Another thing I’ve often wondered is why nobody has ever bought the rights to turn it into a blockbuster film or TV show. I mean, it has action, mystery, horror and intrigue in abundance. It’s quite startlingly entertaining and surely something which would make a truly excellent movie or mini-series. It seems to me like there’s ‘gold in them thar hills’ but nobody wants to actually dig up the obvious fortune. Another mystery. At least to me.

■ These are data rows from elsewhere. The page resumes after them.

PR #4938, opened 2025-06-20
Expand `LazyLoader` usage to improve import times across scripts

joshuacwnewton:
## Checklist

- [x] **PR Sidebar**: I've filled in each of the options within the PR sidebar. ([Reviewers](https://github.com/spinalcordtoolbox/spinalcordtoolbox/wiki/Contributing:-Submitting-changes-to-SCT-(Opening-a-Pull-Request)#231-reviewers), [Assignees](https://github.com/spinalcordtoolbox/spinalcordtoolbox/wiki/Contributing:-Submitting-changes-to-SCT-(Opening-a-Pull-Request)#232-assignees), [Labels](https://github.com/spinalcordtoolbox/spinalcordtoolbox/wiki/Contributing:-Submitting-changes-to-SCT-(Opening-a-Pull-Request)#233-labels) (**exactly one** dark purple label!), [Milestone](https://github.com/spinalcordtoolbox/spinalcordtoolbox/wiki/Contributing:-Submitting-changes-to-SCT-(Opening-a-Pull-Request)#234-milestone), [Development](https://github.com/spinalcordtoolbox/spinalcordtoolbox/wiki/Contributing:-Submitting-changes-to-SCT-(Opening-a-Pull-Request)#235-development).)
- [x] **Contributing Docs**: I've read the [Contributing guidelines](https://github.com/spinalcordtoolbox/spinalcordtoolbox/wiki/Contributing:-Submitting-changes-to-SCT-(Opening-a-Pull-Request)) to make sure my [branch](https://github.com/spinalcordtoolbox/spinalcordtoolbox/wiki/Contributing%3A-Submitting-changes-to-SCT-(Opening-a-Pull-Request)#part-1-branches) and [pull request](https://github.com/spinalcordtoolbox/spinalcordtoolbox/wiki/Contributing%3A-Submitting-changes-to-SCT-(Opening-a-Pull-Request)#part-2-pull-requests) meet SCT's guidelines. (Feel free to stop and fixup your commits before submitting.)
- [x] **Tests**: I've added [relevant tests](https://github.com/spinalcordtoolbox/spinalcordtoolbox/wiki/Testing) for my contribution, if necessary. I've also made sure that my contribution passes [all of the automated tests](https://github.com/spinalcordtoolbox/spinalcordtoolbox/wiki/Contributing:-Submitting-changes-to-SCT-(Opening-a-Pull-Request)#24-checking-the-automated-tests) (which will be triggered after the PR is submitted).
[...]

PR #5085, opened 2025-11-05
Improved Handling of Parallel Processes for QC Writing

### LINKED ISSUE #5084: `RuntimeError: PytorchStreamReader` when running `sct_deepseg` in parallel using a not-installed task
### Description

Running a batch job in parallel which requires a model that SCT hasn't already installed will result in any processes which try to start immediately after the first to crash, as they try to load a model which is in the process of being installed.

**Expected behavior:** The first process requiring a model installs said model, with other processes "waiting" until installation is completed.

And with that, I’ll say farewell to Lamia for a while. I don’t know why the mythical/historical character has not been used more often in TV or film in general either but, maybe people will start to take notice of her again at some point. Either way, there are still a fair few second hand copies of the novel available in various formats for very cheap prices on the likes of Amazon at the moment. If you read just one 1980s horror novel in your life, make it Lamia, would be my advice.